Rut sat back in his chair, considering his answer carefully. "Stevie and Donnie have been boosting booze from people's houses since they were twelve years old. Fighting. Drug dealing. Getting nice girls high, stealing their parents' cars — you name it, Stevie and Donnie have done it. I think they've pissed off more people in this town than any two boys I've ever known. But I should also say that nobody's ever given them half a chance, what with feeling the way they do about Milo. He's an ornery little cuss. Has a lot of bluster in him. Plus he's been at odds with the Vickers family for years, and if you tangle with them there is no way in hell you will ever come out ahead." Rut paused to sip his stout. "But Milo's okay in my book. When he's over here, he's always rewiring a lamp, fixing a leaky faucet. Never asks for anything in return. Milo's been a real friend. And a comfort, both of us being widowers and all."

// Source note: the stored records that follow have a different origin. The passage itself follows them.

PR #2556, opened 2026-08-14
[example] GLM-5.2 launcher: log both entropy signals, stable wandb names

Shi-Dong:
## Summary

Two small fixes to `examples/swe-agent-harbor-docker/run_glm52_lora_tb2_daytona.py`:

- Pass `--use-rollout-entropy` alongside `--observe-training-entropy`. The two flags are independent: the training-side flag alone leaves `rollout/entropy` unpopulated and the miles dashboard's per-token entropy view empty (`dashboard/args.py` warns about exactly this). With both set, entropy is observed on both sides at zero optimisation impact (`--entropy-coef` stays 0).
- Pass `--disable-wandb-random-suffix` so the wandb display name is exactly the `--wandb-group` value instead of `<group>_<id>-RANK_<n>`.

## Test plan

- [x] `uvx black==24.3.0 --line-length 119` passes unchanged.
- [x] Validated live: a 4-node x 8 H200 run launched from current main with these flags completed its first GRPO step logging a real `train/entropy_loss` (0.169) instead of the hardcoded 0.0, with the wandb run named exactly by its group.

### DIFF
--- a/examples/swe-agent-harbor-docker/run_glm52_lora_tb2_daytona.py
+++ b/examples/swe-agent-harbor-docker/run_glm52_lora_tb2_daytona.py
@@ -346,7 +346,7 @@ def execute(args: ScriptArgs):
 
     # train/entropy_loss is a hardcoded 0.0 unless this is set, and a falling entropy is the
     # earliest warning of policy collapse on a long agentic run.
-    misc_args += "--observe-training-entropy "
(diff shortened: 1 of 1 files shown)


Shi-Dong:
Closing per Shi's call — launcher-only tweaks aren't worth a standalone PR; the entropy flags can ride along the next substantive change to this example.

"You were going to ask me something about Justine...."

"I feel bad for that girl," Rut confessed. "Let's face it, Stevie and Donnie will be furious about her being mixed up with Bement. Not just because of what happened but because of who he is." Bement Widdifield was the great Poochie Vickers's grandson by way of her daughter, Claudia, and Claudia's husband, Mark Widdifield. Claudia was Eric's older sister. "Milo's mad enough about it to spit. The Vickers are the reason he spent three years in jail himself. Claudia's none too happy either. She thinks the Kershaws are trash, every last one of them. Not that it's anyone's damned business. Bement's over twentyone. So is Justine. Who she dates is her own affair." Rut shifted around in his chair, sighing. "Mitch, she's like a granddaughter to me. Prettiest little thing you ever saw. Has a mouth on her like you wouldn't believe. Got that from Milo, I guess. I'm real concerned there'll be a kerfuffle now that the brothers are getting out. Not that I'm asking you to get in the middle. That's more a job for your exgirlfriend."

"She's not my exgirlfriend, Rut."

Rut frowned at him. "Are you sitting here telling me that you and the resident trooper weren't a hot and heavy item?"

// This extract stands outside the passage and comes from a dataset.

PR #2647, opened 2026-08-18
Cover every policy's trainers in trainer fault tolerance

fzyzcjy:
Part of #1837


fzyzcjy (commented):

"I'm telling you she's still hot and I'm still heavy. We didn't break up."

Rut peered across the table at Mitch doubtfully. "Word is, you popped the question, she turned you down, and you two are history."

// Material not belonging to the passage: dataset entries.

PR #2649, opened 2026-08-18
Teach the dashboard and the CI checkers the policy namespace

fzyzcjy:
Part of #1837

### DIFF
--- a/miles/utils/tracking_utils/ci_history.py
+++ b/miles/utils/tracking_utils/ci_history.py
@@ -59,6 +59,13 @@ TARGET_METRIC_KEYS: tuple[str, ...] = (
 RECORD_DIR_ENV = "MILES_CI_GATE_RECORD_DIR"
 
 
+def _compute_logged_key(metrics: dict[str, Any], key: str) -> str | None:
+    if key in metrics:
+        return key
+    suffix = f"/{key}"
+    return next((logged for logged in metrics if logged.endswith(suffix)), None)
+
+
 def _encode_value(value: float) -> float | str:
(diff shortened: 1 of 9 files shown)


fzyzcjy (commented):
The CI-history namespace handling collapses multiple policies into one series, making standard all-step gates fail on duplicate steps. The issue remains in the target deliver.

miles/utils/tracking_utils/ci_history.py
```diff
@@ -104,9 +111,9 @@ def log(self, metrics: dict[str, Any], step: int | None = None, **kwargs) -> Non
...
             captured: list[tuple[str, float]] = []
             for key in TARGET_METRIC_KEYS:
-                if key not in metrics:
+                if (logged_key := _compute_logged_key(metrics, key)) is None:
                     continue
-                value = metrics[key]
+                value = metrics[logged_key]
                 if not isinstance(value, (int, float)) or isinstance(value, bool):
                     message = f"CI history metric {key!r} must be int or float, got {type(value).__name__}"
                     logger.error("%s", message)
```
fzyzcjy, line 122: [P2] Preserve policy identity in CI history

In a fresh multi-policy CI run, this finds each policy's namespaced metric but records every value under the same canonical `key`. `tests/ci/ci_utils.py::_merge_attempt_records` then concatenates both policies' step-0 points, and `selection._select_all` rejects the duplicate step, so the gate reports an error instead of checking either policy. Preserve the policy in the recorded coordinate or explicitly select one policy; deliver-2 still has this behavior.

Mitch didn't know how this splitsville rumor about Des Mitry and he had gotten started, but it had taken on the weight of absolute truth — no matter what he or his exceedingly bootylicious lady love said to the contrary. "Rut, what are you asking me to get in the middle of?"

The old postmaster hesitated, thumbing his chin. "Maybe this isn't such a good idea, what with there being so much bad blood."

"Why don't you let me be the judge of that? Tell me about the Vickers and the Kershaws. Why is there so much bad blood?"

"Well, I suppose I'm uniquely qualified to answer that, seeing as how I'm the only soul in town who's kin to both families. I'm related to the Kershaws through my late wife, Helen. She and Bessie Kershaw, Milo's mother, were cousins. And I'm first cousin to Poochie on my mother's side, the Dunlop side. Poochie's mom, Katherine, and my mom, Eunice, were sisters. Dunlop is an old, old name around these parts. It was Bish Dunlop, my granddad, who built Four Chimneys."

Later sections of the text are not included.